Робину стало стыдно, что он даже не подумал об этом.
Наверху, на уроке этимологии, профессор Лавелл высказал гораздо более жестокое мнение. «Не беспокойтесь о них. Это обычная шпана. Пьяницы, недовольные с севера, ничтожества, у которых нет лучшего способа выразить свое мнение, чем кричать о нем на улице. Я бы, конечно, предпочел, чтобы они написали письмо, но сомневаюсь, что половина из них умеет читать».
«Это правда, что они остались без работы?» – спросила Виктория.
«Ну, конечно. Та работа, которую они выполняют, сейчас лишняя. Она должна была стать ненужной уже давно; просто нет причин, по которым ткачество, прядение, чесание или ровница не были бы уже механизированы. Это просто человеческий прогресс».
«Они, кажется, очень недовольны этим, – заметил Рами.

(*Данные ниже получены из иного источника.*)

PR #1198, opened 2021-05-07
NO-JIRA Workaround apt-get issues and update clang to 12 in Travis CI

jiridanek:


ganeshmurthy:
With this change, the build that we marked as allowed to fail has passed. By that, I mean that there was a test failure but the build got past the past clang failure. I think we can go ahead and delete this build from the allowed failures and then push up this PR

PR #1200, opened 2021-05-07
NO-JIRA: Added info about the -j flag so tests can execute faster

ganeshmurthy:


README
```diff
@@ -134,6 +134,13 @@ option.  Example:
 
 ctest --timeout 1500 -VV
 
+The Dispatch test suite has a number of tests. To shorten execution time of the test suite, use the -j2 flag. Example:
+
+ctest -j2 -VV
+
+The integer following the -j specifies the maximum number of concurrent jobs that are used to execute the tests.
+Higher numbers could lead to unexpected test failures.
```
jiridanek, line 142: "... due to machine overload, which then causes missed timeouts in tests." Users should know that the tests themselves run concurrently just fine (or they should), it's only the hardware which is not keeping up.

"Reasonable value to use on a powerful developer laptop which provides good speed while does not suffer from spurious failures is `-j6`"

PR #450, opened 2020-03-12
Fixes broken link in API documentation - ACL Policy

jessemarple:


fdevans:
Doesn't seem like the link change is correct unless it will get translated on the backend to:
/docs/manual/document-format-reference/aclpolicy-v10.html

О, они точно в ярости», – сказал профессор Ловелл. Вы можете себе представить, почему. Что серебряная обработка сделала для этой страны за последнее десятилетие? Повысила производительность сельского хозяйства и промышленности до невообразимых размеров. Она сделала фабрики настолько эффективными, что они могут работать с четвертью рабочих. Возьмем текстильную промышленность – летающий челнок Кея, водяная рама Аркрайта, прядильный челнок Кромптона и ткацкий станок Картрайта – все это стало возможным благодаря обработке серебра. Обработка серебра вывела Британию вперед по сравнению со всеми другими странами и лишила работы тысячи рабочих. И вместо того, чтобы использовать свой ум, чтобы научиться навыку, который может оказаться полезным, они решили ныть об этом на наших ступенях. Эти протесты на улице не являются чем-то новым, вы знаете. Это болезнь в этой стране». Профессор Ловелл заговорил с внезапной, неприятной яростью. «Это началось с луддитов – нескольких идиотов-рабочих в Ноттингеме, которые решили, что лучше разбить машины, чем приспособиться к прогрессу, – и с тех пор это распространилось по всей Англии. По всей стране есть люди, которые предпочитают видеть нас мертвыми». Не только Бабель подвергается подобным атакам; нет, мы даже не видим худшего из этого, поскольку наша безопасность лучше, чем у других. На севере эти люди устраивают поджоги, они забрасывают камнями владельцев зданий, они обливают кислотой управляющих фабриками. Они не могут прекратить громить ткацкие станки в Ланкашире. Нет, это не первый раз, когда нашему факультету угрожают смертью, это только первый раз, когда они осмелились приехать так далеко на юг, в Оксфорд».
«Вам угрожают смертью?» спросила Летти, встревоженная.
«Конечно. С каждым годом их становится все больше и больше».
«Но разве это вас не беспокоит?»
с насмешкой спросил профессор Ловелл. «Никогда. Я смотрю на этих людей и думаю о том, что между нами огромная разница. Я нахожусь там, где нахожусь, потому что верю в знания и научный прогресс, и я использую их в своих интересах. А они там, где они есть, потому что упрямо отказываются двигаться вперед, в будущее. Такие люди меня не пугают. Такие люди заставляют меня смеяться».
«И так будет весь год?» спросила Виктория тоненьким голосом. «На улице, я имею в виду.»
«Недолго,» – заверил ее профессор Ловелл. Нет, к вечеру они уберутся. Эти люди не отличаются упорством. Они уйдут к закату, как только проголодаются или забредут в поисках выпивки. А если не уйдут, подопечные и полиция двинут их дальше».
Но профессор Ловелл ошибался. Это не было делом рук единичной горстки недовольных, и они не просто рассеялись в одночасье. Полиция действительно убрала толпу в то утро, но она вернулась в меньшем количестве; несколько раз в неделю появлялись дюжина или около того мужчин, чтобы приставать к ученым по пути в башню. Однажды утром пришлось эвакуировать все здание, когда в кабинет профессора Плэйфера был доставлен пакет, издававший тикающий звук. Это оказались часы, соединенные со взрывчаткой. К счастью, дождь просочился сквозь упаковку и уничтожил взрыватель.